*** Opening of Data for the task ***
PR #892, opened 2022-11-09
PF-2176: Log workspace update policies endpoint

yuhuyoyo:
Only log an activity when the update actually applied.


service/src/test/java/bio/terra/workspace/common/utils/MockMvcUtils.java
```diff
@@ -164,7 +167,10 @@ public class MockMvcUtils {
 
   public static MockHttpServletRequestBuilder addAuth(
       MockHttpServletRequestBuilder request, AuthenticatedUserRequest userRequest) {
-    return request.header(AUTH_HEADER, "Bearer " + userRequest.getRequiredToken());
+    return request
+        .header(AUTH_HEADER, "Bearer " + userRequest.getRequiredToken())
+        .header(AuthHeaderKeys.OIDC_CLAIM_EMAIL.getKeyName(), userRequest.getEmail())
+        .header(AuthHeaderKeys.OIDC_CLAIM_USER_ID.getKeyName(), userRequest.getSubjectId());
```
zloery, line 173: I think you need to update `UserAccessUtils`, the AuthenticatedUserRequests coming from that (used for connected tests) don't have subject IDs which is breaking tests.

zloery (approved):

service/src/test/java/bio/terra/workspace/common/utils/MockMvcUtils.java
yuhuyoyo: thanks!

mikenev (approved):

PR #57, opened 2019-04-08
Fix reference tooltip colours

Aced14:
**Screenshots...**

**Before:**
wikipedia-dark-reference-tooltip-before

**After:**
wikipedia-dark-reference-tooltip-after


the-j0k3r:
Thank you for this PR. =)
*** Close of Data for the task ***
• Activity: Leaving nothing out, print each line above exactly.

• Exercise answer:
PR #892, opened 2022-11-09
PF-2176: Log workspace update policies endpoint

yuhuyoyo:
Only log an activity when the update actually applied.


service/src/test/java/bio/terra/workspace/common/utils/MockMvcUtils.java
```diff
@@ -164,7 +167,10 @@ public class MockMvcUtils {
 
   public static MockHttpServletRequestBuilder addAuth(
       MockHttpServletRequestBuilder request, AuthenticatedUserRequest userRequest) {
-    return request.header(AUTH_HEADER, "Bearer " + userRequest.getRequiredToken());
+    return request
+        .header(AUTH_HEADER, "Bearer " + userRequest.getRequiredToken())
+        .header(AuthHeaderKeys.OIDC_CLAIM_EMAIL.getKeyName(), userRequest.getEmail())
+        .header(AuthHeaderKeys.OIDC_CLAIM_USER_ID.getKeyName(), userRequest.getSubjectId());
```
zloery, line 173: I think you need to update `UserAccessUtils`, the AuthenticatedUserRequests coming from that (used for connected tests) don't have subject IDs which is breaking tests.

zloery (approved):

service/src/test/java/bio/terra/workspace/common/utils/MockMvcUtils.java
yuhuyoyo: thanks!

mikenev (approved):

PR #57, opened 2019-04-08
Fix reference tooltip colours

Aced14:
**Screenshots...**

**Before:**
wikipedia-dark-reference-tooltip-before

**After:**
wikipedia-dark-reference-tooltip-after


the-j0k3r:
Thank you for this PR. =)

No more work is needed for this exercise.